Oscillating matrix

oscillatory matrix

A totally non-negative matrix $A$ for which there exists a positive integer $\chi$ such that $A^\chi$ is a totally positive matrix; the matrix $A$ is called totally non-negative (totally positive) if all its minors, of whatever order, are non-negative (positive). The lowest exponent $\chi$ is called the exponent of the oscillating matrix. If $A$ is an oscillating matrix with exponent $\chi$, then for any integer $k\geq\chi$ the matrix $A^k$ is totally positive; an integer positive power of an oscillating matrix and the matrix $(A^+)^{-1}$ are also oscillating matrices. In order that a totally non-negative matrix $A=\|a_{ik}\|_1^n$ is an oscillating matrix, it is necessary and sufficient that: 1) $A$ is a non-singular matrix; and 2) for $i=1,\dots,n$, the following are fulfilled: $a_{i,i+1}>0$, $a_{i+1,i}>0$.

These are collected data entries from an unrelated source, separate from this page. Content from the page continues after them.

PR #9433, opened 2024-03-05
Censor additional data in MCG related commands

sagihirshfeld:


sagihirshfeld:
The OCS-CI logs from the above verification shows that all the targeted data has been censored as expected: https://url.corp.redhat.com/7776759

OdedViner (approved):

ocs_ci/ocs/constants.py
```diff
@@ -1205,6 +1205,14 @@
...
 # Config related constants
 config_keys_patterns_to_censor = ["passw", "token", "secret", "key", "credential"]
+config_keys_expressions_to_censor = [
+    "AccountKey",
+    "AccountName",
+    "ApplicationID",
+    "ApplicationSecret",
+    "LogsAnalyticsWorkspaceID",
+    "TenantID",
+]
```
udaysk23, line 1215: Cant we add these values as part of `config_keys_patterns_to_censor`

ocs_ci/helpers/helpers.py
```diff
@@ -4595,3 +4604,29 @@ def get_architecture_path(cli_type):
     elif system == "Darwin":  # Mac
         path = os.path.join(path, "macosx", image_prefix)
     return path
+
+
+def flatten_multilevel_dict(d):
```
ebenahar, line 4609: 💯

ebenahar (dismissed):

ocs_ci/ocs/constants.py
sagihirshfeld: That's the way I implemented it at first and it does technically work, but including full expressions along side pattern keywords like "secret" and "key" felt semantically wrong. This differentiation also prevents any potential side-effect censoring (if for example we include "AccountKey" under the patterns list then we would also censor a theoretical non-confidential key like "AccountKeyEncryptionType").

udaysk23: Thanks for the clarification

udaysk23 (approved):

petr-balogh (approved):

OdedViner (approved):

Issue #9446, opened 2024-03-10
`test_bucket_policy.py::test_object_actions` DeleteObject denial policy policy fails due a race condition 


sagihirshfeld:
Many of the regression runs of the TC are failing with the following error:
```
    # Verifying whether obc account is denied access to delete object
    logger.info(
        f"Verifying whether user: {obc_obj.obc_account} is denied to Delete object"
    )
    try:
        s3_delete_object(obc_obj, obc_obj.bucket_name, object_key)
    except boto3exception.ClientError as e:
        logger.info(e.response)
        response = HttpResponseParser(e.response)
        if response.error["Code"] == "AccessDenied":
            logger.info("Delete action has been denied access")
        else:
            raise UnexpectedBehaviour(
                f"{e.response} received invalid error code {response.error['Code']}"
            )
    else:

      assert False, "Delete object succeeded when it should have failed"
E           AssertionError: Delete object succeeded when it should have failed
E           assert False
``` 

By running the TC in a loop and counting failures vs passes, I observed that this error occurs about 20% of the time. However, when I added a 60s sleep period after the applying of the policy the fail percentage dropped to 0% (I also tried 30s and it didn't affect the result, so even if the optimum is somewhere between 30s and 60s it's good to have a buffer).

RP case for reference: https://url.corp.redhat.com/8b515be

PR #9447, opened 2024-03-10
Add hardcoded sleep after applying the policy in `test_bucket_policy.py::test_object_actions`

sagihirshfeld:
Fixes: #9446

Required backports:
- [ ] release-4.14

### DIFF
--- a/tests/functional/object/mcg/test_bucket_policy.py
+++ b/tests/functional/object/mcg/test_bucket_policy.py
@@ -1,4 +1,5 @@
 import logging
+import time
 
 import pytest
 import botocore.exceptions as boto3exception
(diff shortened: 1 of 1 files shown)


tests/functional/object/mcg/test_bucket_policy.py
```diff
@@ -271,6 +272,12 @@ def test_object_actions(self, mcg_obj, bucket_factory):
         put_policy = put_bucket_policy(mcg_obj, obc_obj.bucket_name, bucket_policy)
         logger.info(f"Put bucket policy response from Admin: {put_policy}")
 
+        # Hardcoded sleep is needed because we lack a confirmation mechanism
+        # we could wait for - even the get-policy result has been observed to be
+        # unreliable in confirming whether they policy is actually taking effect
+        logger.info("Waiting for 60 seconds for the policy to take effect")
+        time.sleep(60)
```
udaysk23, line 279: Instead of waiting for 60 secs directly, can we break it to 12 retries. So that we don't need to wait 60 secs all the time. WDYT @sagihirshfeld

sagihirshfeld: Usually I prefer using retry where we can, but in this case if the policy fails to deny the deletion in time then the second retry attempt would fail regardless because the object would be missing.

We could modify the deletion part of the test so it generates and puts a new object before each attempt, but it's a bit of an over-complication of a simple test case in my opinion.

udaysk23 (approved):

keesturam (approved):

PR #9455, opened 2024-03-11
Create a new sanity helper class "SanityProviderMode" for the Provider Mode platform

yitzhak12:
The PR implements a new sanity helper class `SanityProviderMode` for the Provider Mode platform, that will extend the existing class `Sanity` with the following functionalities:

- Create and delete resources and run IO on multiple clients(It will use the fixture `create_scale_pods_and_pvcs_using_kube_job_on_hci_clients` to create the pods and PVCs and run IO on multiple clients).
- If the test runs on the provider, it will also check the cluster health of all the clients(Unless specified otherwise in the relevant param).

### DIFF
--- a/ocs_ci/helpers/sanity_helpers.py
+++ b/ocs_ci/helpers/sanity_helpers.py
@@ -10,9 +10,17 @@ from ocs_ci.helpers import helpers
 from ocs_ci.ocs.bucket_utils import s3_delete_object, s3_get_object, s3_put_object
 from ocs_ci.helpers.pvc_ops import create_pvcs
 from ocs_ci.utility.utils import ceph_health_check
-from ocs_ci.ocs.cluster import CephCluster, CephClusterExternal, is_ms_consumer_cluster
+from ocs_ci.ocs.cluster import (
+    CephCluster,
+    CephClusterExternal,
+    is_ms_consumer_cluster,
+    is_hci_client_cluster,
+    is_hci_provider_cluster,
+    client_clusters_health_check,
+)
 from ocs_ci.utility.retry import retry
 from ocs_ci.ocs.exceptions import CommandFailed
+from ocs_ci.utility.decorators import switch_to_orig_index_at_last
 
 logger = logging.getLogger(__name__)
 
@@ -31,7 +39,8 @@ class Sanity:
         self.pod_objs = list()
         self.obc_objs = list()
         self.obj_data = ""
-        self.ceph_cluster = CephCluster()
+        if not is_hci_client_cluster():
+            self.ceph_cluster = CephCluster()
 
     def health_check(self, cluster_check=True, tries=20):
         """
@@ -47,6 +56,7 @@ class Sanity:
                 config.ENV_DATA.get("platform") == constants.FUSIONAAS_PLATFORM
                 and config.ENV_DATA["cluster_type"].lower() == "consumer"
             )
+            or is_hci_client_cluster()
         ):
             ceph_health_check(
                 namespace=config.ENV_DATA["cluster_namespace"], tries=tries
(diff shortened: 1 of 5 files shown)


yitzhak12:
The PR validation job passed successfully: https://ocs4-jenkins-csb-odf-qe.apps.ocp-c1.prod.psi.redhat.com/job/qe-odf-multicluster/2461/.

ebondare (dismissed):

ocs_ci/helpers/sanity_helpers.py
```diff
@@ -31,7 +39,8 @@ def __init__(self):
         self.pod_objs = list()
         self.obc_objs = list()
         self.obj_data = ""
-        self.ceph_cluster = CephCluster()
+        if not is_hci_client_cluster():
+            self.ceph_cluster = CephCluster()
```
fbalak, line 43: ceph_cluster attribute looks like an important part of Sanity class. It is used for health_check for ceph and noobaa. This could make discrepancies for some functions like create_resources and health_check.

ocs_ci/ocs/cluster.py
```diff
@@ -3188,3 +3190,81 @@ def get_mon_quorum_ranks():
...
+    res = wait_for_pods_to_be_running(timeout=300, sleep=20)
+    if not res:
+        raise ResourceWrongStatusException("Not all the pods in running state")
+
+    logger.info("Checking that the storageclient is connected")
+    sc_obj = OCP(
+        kind=constants.STORAGECLIENT, namespace=config.ENV_DATA["cluster_namespace"]
+    )
+    sc_obj.wait_for_resource(
+        resource_name=constants.DEFAULT_STORAGE_CLIENT,
```
fbalak, line 3243: This would be better to take from config. There can be storage_client_name in ENV_DATA in https://github.com/red-hat-storage/ocs-ci/blob/master/ocs_ci/framework/conf/default_config.yaml#L146 so that it doesn't have to be specified in platform configs. It can be obtained for correct context with `config.cluster_ctx.ENV_DATA.get("storage_client_name")`.
In future we could want to test other storageclient names and it can be allowed with this change.

fbalak (changes requested):
Looks good but I think that missing `ceph_cluster` can cause issues with some functions that are inherited from `Sanity` class.

ocs_ci/helpers/sanity_helpers.py
yitzhak12: When trying to run this code on a client, it couldn't get the client `Cephcluster` here: https://github.com/red-hat-storage/ocs-ci/blob/master/ocs_ci/ocs/cluster.py#L90, as it doesn't have any.

ocs_ci/ocs/cluster.py
yitzhak12: Okay, I will add it to the config.

ocs_ci/helpers/sanity_helpers.py
fbalak: Ok, there will be probably some issues with health_check and validation of some resources in some tests but it can be taken care of in a different PR when those issues are discovered. You can add a note that this is missing so it is known when debugging.
In future there can be a new cluster class similar to `CephClusterExternal` (https://github.com/red-hat-storage/ocs-ci/blob/master/ocs_ci/ocs/cluster.py#L2378) that can be used on client and takes care of proper context (storage cluster and health checks are accessed on provider).

fbalak (approved):

ocs_ci/helpers/sanity_helpers.py
yitzhak12: Okay, that makes sense. I create a new issue for tracking and implementing in the future: https://github.com/red-hat-storage/ocs-ci/issues/9574.

yitzhak12:
The PR validation above checks that the regular `Sanity` class still works properly.

ebondare (approved):

PR #9908, opened 2024-06-06
DR must-gather modular test

OdedViner:


ocs_ci/framework/pytest_customization/marks.py
```diff
@@ -354,6 +356,13 @@
     ),
     reason="Test runs ONLY on Fusion HCI provider and client clusters",
 )
+dr_setup_required = pytest.mark.skipif(
+    not (
+        config.default_cluster_ctx.MULTICLUSTER.get("multicluster_mode")
```
shylesh, line 361:
```suggestion
        config.MULTICLUSTER.get("multicluster_mode")
```
this should be enough

PR #9954, opened 2024-06-14
Setup host inventory for hosted clusters using agent

jilju:
Creating hosted cluster using agent have additional prerequisites. This PR creates resources for host inventory which is part of the prerequisite.
To run this , add a new parameter "hosted_cluster_platform" and value "agent" in the config.
```
DEPLOYMENT:
  hosted_cluster_platform: "agent"
```
This parameter is introduced to differentiate between kubevirt, agent and aws. Kubevirt is the current default. Aws is not supported.


ocs_ci/deployment/hosted_cluster.py
```diff
@@ -428,6 +428,82 @@ def deploy_dependencies(
...
+    template_yaml = os.path.join(
+        constants.TEMPLATE_DIR, "hosted-cluster", "agent_service_config.yaml"
+    )
+    agent_service_config_data = templating.load_yaml(template_yaml)
+    # TODO: Add custom OS image details
+    helpers.create_resource(**agent_service_config_data)
+
+    # Verify new pods that should be created
+    pod_obj = OCP(kind=constants.POD, namespace="multicluster-engine")
+    for pod_label in ["app=assisted-service", "app=assisted-image-service"]:
```
DanielOsypenko, line 464: hey, you can use a new utility for this to wait for statuses of the pods simultaneously
[wait_for_pods_to_be_in_statuses_concurrently() ](https://github.com/red-hat-storage/ocs-ci/blob/eb9a669e83c832e5d7374f98beef79758284f566/ocs_ci/ocs/resources/pod.py#L3228)

DanielOsypenko (dismissed):

ocs_ci/deployment/hosted_cluster.py
jilju: Done

ebondare (approved):

ocs_ci/deployment/hosted_cluster.py
```diff
@@ -428,6 +428,82 @@ def deploy_dependencies(
...
+    )
+
+
+def create_host_inventory():
+    """
+    Create InfraEnv resource for host inventory
+
+    """
+    # Create new project
+    project_name = helpers.create_project(project_name="bm-agents").resource_name
```
fbalak, line 480: Shouldn't this namespace be created by operator?

fbalak (approved):

ocs_ci/deployment/hosted_cluster.py
jilju: No, this is manual step.

jilju:
This PR can be merged because this is a prerequisite for agent based hosted cluster creation. Hosted cluster creation using agent is not implemented. So this PR cannot be tested. The changes in the PR does not take effect unless the configuration hosted_cluster_platform: "agent" is used. This is used for agent only. So this will not cross path with any existing implementation.

PR #9974, opened 2024-06-23
S3 cleanup with new method

OdedViner:
The PR opened because some aws s3 cleanup jobs failed 
https://url.corp.redhat.com/0433241


OdedViner:
@petr-balogh  You were right! When I added a try/except block to bucket.objects.all().delete() and it fails, we can simply delete the entire bucket.
https://url.corp.redhat.com/22537d6

petr-balogh (approved):

sagihirshfeld (approved):

Issue #9978, opened 2024-06-24
Prometheus related tests fails because check_alert_list() function is broken


schaefm-ibm:
Many of tests related to evaluation of Prometheus alerts fail because the function `check_alert_list()` in `ocs_ci.utility.prometheus` is broken:

It initializes itself by setting the `target_alerts` array with all alerts carying the passed `label`. However, within the loop over the passed `states` it is overwriting the `target_alerts` array. As a consequence, if passing a `states` array, for example `[ 'pending', 'firing' ]`, the second pass through the loop, when `state` is `'firing'` will fail on assertion error, because after the previous pass, only the `'pending'` alerts are contained in the `target_alerts` array when it is inspected. Therefore the resulting `target_alerts` is quaranteed to be empty which is definitely wrong.

PR #9987, opened 2024-06-26
Fix alert list checking #9978

schaefm-ibm:
Checking alert list fails if filtering for more than two states. Reason was the loop on provided states filtered the examined alert list by the fist element in the states list. Therefore respective tests always fail when filtering for the second and further states.
Fixed by repeatedly filtering the original and not the filtered one.


petr-balogh:
I think this should be fixed by @fbalak here:
https://github.com/red-hat-storage/ocs-ci/pull/10018/files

The basic theorem on oscillating matrices is: An oscillating matrix $A=\|a_{ik}\|_1^n$ always has $n$ different positive eigen values; for the eigen vector $u^1$ that corresponds to the largest eigen value $\lambda_1$, all coordinates differ from zero and are of the same sign; for an eigen vector $u^s$ that corresponds to the $s$-th eigen value $\lambda_s$ (arranged according to decreasing value) there are exactly $s-1$ changes of sign; for any real numbers $c_g,\dots,c_h$, $1\leq g\leq h\leq n$, $\sum_{k=g}^hc_k^2>0$, the number of changes of sign in the sequence of coordinates of the vector $u=\sum_{k=g}^hc_ku^k$ is between $g-1$ and $h-1$.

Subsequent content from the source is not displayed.